| To do |
Return the following entries exactly, word for word.
== Segment start ==
PR #54, opened 2023-09-14
53 ir for sumpool2d

sheiksadique:
Added implementation for SumPool2d

### DIFF
--- a/docs/source/primitives.md
+++ b/docs/source/primitives.md
@@ -15,7 +15,7 @@ $$
 \text{Linear} &:  \mathbb{R}^{m \times n} \\
 \text{Conv1d} &:  \mathbb{R}^{c_{out} \times c_{in} \times x},  \text{Strides}, \text{Groups}, ... \\
 \text{Conv2d} &:  \mathbb{R}^{c_{out} \times c_{in} \times y \times x},  \text{Strides}, \text{Groups}, ... \\
-\text{SumPool2d} &: \matchbb{R}^{c \times y \times x}, \text{Pooling}, \text{Strides}, \text{Padding} ...\\
+\text{SumPool2d} &: \mathbb{R}^{c \times y \times x}, \text{Pooling}, \text{Strides}, \text{Padding} ...\\
 \text{Threshold} &:  \begin{cases} 1 & v > v_{threshold} \\ 0 & else \end{cases}
 \end{align}
 $$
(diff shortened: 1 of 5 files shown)


docs/source/primitives.md
```diff
@@ -15,6 +15,7 @@ $$
 \text{Linear} &:  \mathbb{R}^{m \times n} \\
 \text{Conv1d} &:  \mathbb{R}^{c_{out} \times c_{in} \times x},  \text{Strides}, \text{Groups}, ... \\
 \text{Conv2d} &:  \mathbb{R}^{c_{out} \times c_{in} \times y \times x},  \text{Strides}, \text{Groups}, ... \\
+\text{SumPool2d} &: \matchbb{R}^{c \times y \times x}, \text{Pooling}, \text{Strides}, \text{Padding} ...\\
```
Jegp, line 18: Think this should be `\mathbb{R}`, no?

But this should be updated and formatted anyway with the table from the paper, I think.

nir/ir.py
```diff
@@ -166,6 +166,19 @@ def __post_init__(self):
...
+@dataclass
+class SumPool2d(NIRNode):
+    """Sum pooling layer in 2d."""
+
+    kernel_size: np.ndarray  # (Height, Width)
+    stride: np.ndarray  # (Height, width)
+    padding: np.ndarray  # (Height, width)
+
+    def __post_init__(self):
+        self.input_type = {"input": ()}
```
Jegp, line 178: Could we do something similar to https://github.com/neuromorphs/NIR/blob/main/nir/ir.py#L143 ?

Jegp (changes requested):
Is it reasonable to provide a proper inference of the input/output shapes? I know there will be unknowns, but I do believe we can be a bit more specific.

nir/ir.py
sheiksadique: The shape of the input cannot be inferred from the parameters of pooling or convolutional layers .. at least in the case of conv2d, we can specify the channels of the input and output. Height and width are arbitrary. (it is incorrectly defined in the post init code of conv2d btw.) In case of pooling, there is no constraint on any of the dimensions. The most you can say is that the input needs to be 2/3 dimensional.

This is also why I am not warn to the notion of adding these things in the node description.

Jegp: I see your point about the shapes. My thinking comes from the "disambiguate as much as possible"-principle. I agree with what you're saying, but I also don't have any good ways to resolve this, I find. This doesn't break anything, so maybe we should just get going? And then think about how to deal with shapes going forward.

Jegp (approved):
LGTM :money_with_wings:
== Segment end ==
| Answer to this task |
PR #54, opened 2023-09-14
53 ir for sumpool2d

sheiksadique:
Added implementation for SumPool2d

### DIFF
--- a/docs/source/primitives.md
+++ b/docs/source/primitives.md
@@ -15,7 +15,7 @@ $$
 \text{Linear} &:  \mathbb{R}^{m \times n} \\
 \text{Conv1d} &:  \mathbb{R}^{c_{out} \times c_{in} \times x},  \text{Strides}, \text{Groups}, ... \\
 \text{Conv2d} &:  \mathbb{R}^{c_{out} \times c_{in} \times y \times x},  \text{Strides}, \text{Groups}, ... \\
-\text{SumPool2d} &: \matchbb{R}^{c \times y \times x}, \text{Pooling}, \text{Strides}, \text{Padding} ...\\
+\text{SumPool2d} &: \mathbb{R}^{c \times y \times x}, \text{Pooling}, \text{Strides}, \text{Padding} ...\\
 \text{Threshold} &:  \begin{cases} 1 & v > v_{threshold} \\ 0 & else \end{cases}
 \end{align}
 $$
(diff shortened: 1 of 5 files shown)


docs/source/primitives.md
```diff
@@ -15,6 +15,7 @@ $$
 \text{Linear} &:  \mathbb{R}^{m \times n} \\
 \text{Conv1d} &:  \mathbb{R}^{c_{out} \times c_{in} \times x},  \text{Strides}, \text{Groups}, ... \\
 \text{Conv2d} &:  \mathbb{R}^{c_{out} \times c_{in} \times y \times x},  \text{Strides}, \text{Groups}, ... \\
+\text{SumPool2d} &: \matchbb{R}^{c \times y \times x}, \text{Pooling}, \text{Strides}, \text{Padding} ...\\
```
Jegp, line 18: Think this should be `\mathbb{R}`, no?

But this should be updated and formatted anyway with the table from the paper, I think.

nir/ir.py
```diff
@@ -166,6 +166,19 @@ def __post_init__(self):
...
+@dataclass
+class SumPool2d(NIRNode):
+    """Sum pooling layer in 2d."""
+
+    kernel_size: np.ndarray  # (Height, Width)
+    stride: np.ndarray  # (Height, width)
+    padding: np.ndarray  # (Height, width)
+
+    def __post_init__(self):
+        self.input_type = {"input": ()}
```
Jegp, line 178: Could we do something similar to https://github.com/neuromorphs/NIR/blob/main/nir/ir.py#L143 ?

Jegp (changes requested):
Is it reasonable to provide a proper inference of the input/output shapes? I know there will be unknowns, but I do believe we can be a bit more specific.

nir/ir.py
sheiksadique: The shape of the input cannot be inferred from the parameters of pooling or convolutional layers .. at least in the case of conv2d, we can specify the channels of the input and output. Height and width are arbitrary. (it is incorrectly defined in the post init code of conv2d btw.) In case of pooling, there is no constraint on any of the dimensions. The most you can say is that the input needs to be 2/3 dimensional.

This is also why I am not warn to the notion of adding these things in the node description.

Jegp: I see your point about the shapes. My thinking comes from the "disambiguate as much as possible"-principle. I agree with what you're saying, but I also don't have any good ways to resolve this, I find. This doesn't break anything, so maybe we should just get going? And then think about how to deal with shapes going forward.

Jegp (approved):
LGTM :money_with_wings:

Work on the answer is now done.